I've been working with SolrJ for months now without any problem with a schema that follows the following pattern, with underscores and camelcasing:
<field name="museum_eventActor" type="text" indexed="true" stored="true" multiValued="true"/>
<field name="museum_eventType" type="text" indexed="false" stored="true" multiValued="true"/>
<field name="museum_eventPlace" type="text" indexed="true" stored="true" multiValued="true"/>
<field name="museum_eventDate" type="text" indexed="true" stored="true" multiValued="true"/>
We recently decided that we wanted to index some PDF content, so I started using curl to test some content:
curl "http://localhost:8090/solr-museum/archival/update/extract?stream.file=/home/user/Downloads/transcript.pdf&stream.contentType=application/pdf&literal.id=C1-1-5&literal.museum_eventActor=test&fmap.content=text&commit=true"
But I was noticing that although Solr was acknowledging my fields, none of them were showing up in my index. Solr log says:
792560 [http-8090-1] INFO org.apache.solr.update.processor.LogUpdateProcessor – [archivalRecord] webapp=/solr-museum path=/update/extract params={fmap.content=text&commit=true&literal.museum_eventActor=&literal.id=C1-1-5&stream.contentType=application/pdf&stream.file=/home/user/Downloads/transcript.pdf} {add=[C1-1-5 (1467000805262360576)],commit=} 0 698
and the index looks like:
<doc>
<str name="id">C1-1-5</str>
<long name="_version_">1467000805262360576</long>
<arr name="content">
<str>1467000805262360576</str>
</arr>
</doc>
After a day of playing around and searching online, I found this SO question which made me wonder about camelcasing: Solr - Missing Required Field
So I modified my schema to look something like this:
<field name="museum_eventactor" type="text" indexed="true" stored="true" multiValued="true"/>
<field name="museumeventtype" type="text" indexed="false" stored="true" multiValued="true"/>
<field name="museumeventPlace" type="text" indexed="true" stored="true" multiValued="true"/>
<field name="museum_eventDate" type="text" indexed="true" stored="true" multiValued="true"/>
And fired over this request:
curl "http://localhost:8090/solr-museum/archival/update/extract?stream.file=/home/user/Downloads/transcript.pdf&stream.contentType=application/pdf&literal.id=C1-1-5&literal.museum_eventactor=test&literal.museumeventtype=test&literal.museumeventPlace=test&literal.museum_eventDate=test&fmap.content=text&commit=true"

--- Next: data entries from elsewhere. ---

PR #561, opened 2016-08-08
New Java Api

hntd187:
Okay, so here is the first working version of the new Java API. Your first thought is probably wow, that's a lot of changes for any Api and you'd be correct in such an assumption. For awhile our project structure was not standard, so a lot of these changes are really just moving folders around. Here is the list of significant changes.

1. All projects have been moved into a /project/src/main/{scala,java} style and the package heirarchy has been cleaned up (spark.jobserver as one folder turns into /spark/jobserver) to make java work correctly because Java requires a specific folder structure for it's files.
2. The `ooyala.common.akka` package has been renamed to the `spark.jobserver.akka` package for consistency with the rest of the project.
3. There is simple documentation of the new Java Api in docs/java-api.md for the newly initiated.
4. Job Caching is now a configurable option in the application.conf. Users can put their options in spark.job-cache and these options are passed into the cache object, which is loaded at runtime. There is also now a generate cache trait for implementations of this. I originally had written a redis caching client as well, but there were a million serialization issues, so I abandoned it.
5. `JobContainer` has been paramaterized around the job that it will load and now all the job containers share a base trait.
6. `SparkContextFactory` now has a type for the job as well as the job container for the loadAndValidate method to be able to know what it's doing.
7. ContextFactories and Job imples have been created for all the alternative contexts in the extras project.
8. All the jobserver-tests have been written in equivalent Java. To the best of my knowledge they should function roughly the same.

I know there is a lot here, so it's probably to be caution and question everything is in order for this merge. Also, if you are wondering why a lot of the imports are changed, I ran an import optimize on the projects to remove unused imports in a lot of places. I also fixed a lot of small warnings and code style twitches along the way as well in my never ending quest to clean up tech debt.

Also @noorul I think I need to rename some things in the project for consistency, can you tell me what those are?


velvia:
Awesome!   Looking forward to it.  

-Evan

hntd187:
@velvia if you want I can give you a run down on how it's designed in more details if you want to have a call or a more detailed write up

velvia:
@hntd187 yeah a write up would be great.  Maybe write up since then other folks can have a look too.

@noorul and others I think since there are lots of changes including renames in here, it's better to merge the Python changes first... but I haven't finished looking through that change either  :-p

velvia:
@hntd187 sorry haven't had time to look into this.  A writeup would be great, or simply a pointer to the commits which isolate the actual API changes.   I might pull down the branch and have a look at the files, it's probably easier than looking through Github.

hntd187:
@velvia well I still have to merge from master, so it might not even be worth it right now because probably some of it will change a bit as I rectify all the merge conflicts.

hntd187:
@velvia @noorul Could I get some reviews on this so I can resolve the merge conflicts and possible changes at the same time?

velvia:
@hntd187 had a really quick look at README and a few of the Java classes.  Looks great to me.   I didn't see mention of NamedObjects - the assumption is the user accesses namedObjects through JobEnvironment, right?    I'm OK with merging followed by incremental changes.

noorul:
I have not got the time to review this. I trust Evan. Let us merge this and have incremental changes.

msohn:
there are still some packages left not following the standard Java package layout:
- ./job-server-extras/src/main/scala/spark.jobserver
- ./job-server-extras/src/test/scala/spark.jobserver
if you could also fix these (replacing spark.jobserver with spark/jobserver) this would help to enable using Eclipse for spark-jobserver development (see #619)

hntd187:
@noorul @velvia okay I spoke with Evan, I'm gonna close this request and put in 2 separate ones

1. for the folder format update
2. the Java API

I should have these shortly.

PR #571, opened 2016-08-18
Include Python exception stacktrace on failure

CalebFenton:
Debugging exceptions was very difficult without the exception stack trace. There was also a whitespace missing.


noorul:
Merged! Thank you @CalebFenton

PR #573, opened 2016-08-19
Add missing imports for Python contexts

CalebFenton:
This is a fix for https://github.com/spark-jobserver/spark-jobserver/issues/572.


velvia:
@CalebFenton many thanks, this looks great to me.

@mattinbits @noorul and others any thoughts?  Otherwise will merge it soon.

And sure enough, the fields with camelcasing aren't being recognized:
<doc>
<arr name="museum_eventactor">
<str>test</str>
</arr>
<str name="id">C1-1-5</str>
<arr name="museumeventtype">
<str>test</str>
</arr>
<long name="_version_">1467001178833289216</long>
</doc>
Now I've searched through a lot of the Solr documentation, and although they point out repeatedly that there are very few restrictions on field names if you're willing to accept the consequences, never have I ever encountered a scenario where camelcasing isn't a valid naming scheme especially in Java. I'm kind of stumped as to why this might be happening. Does anyone have any ideas that might explain this behavior?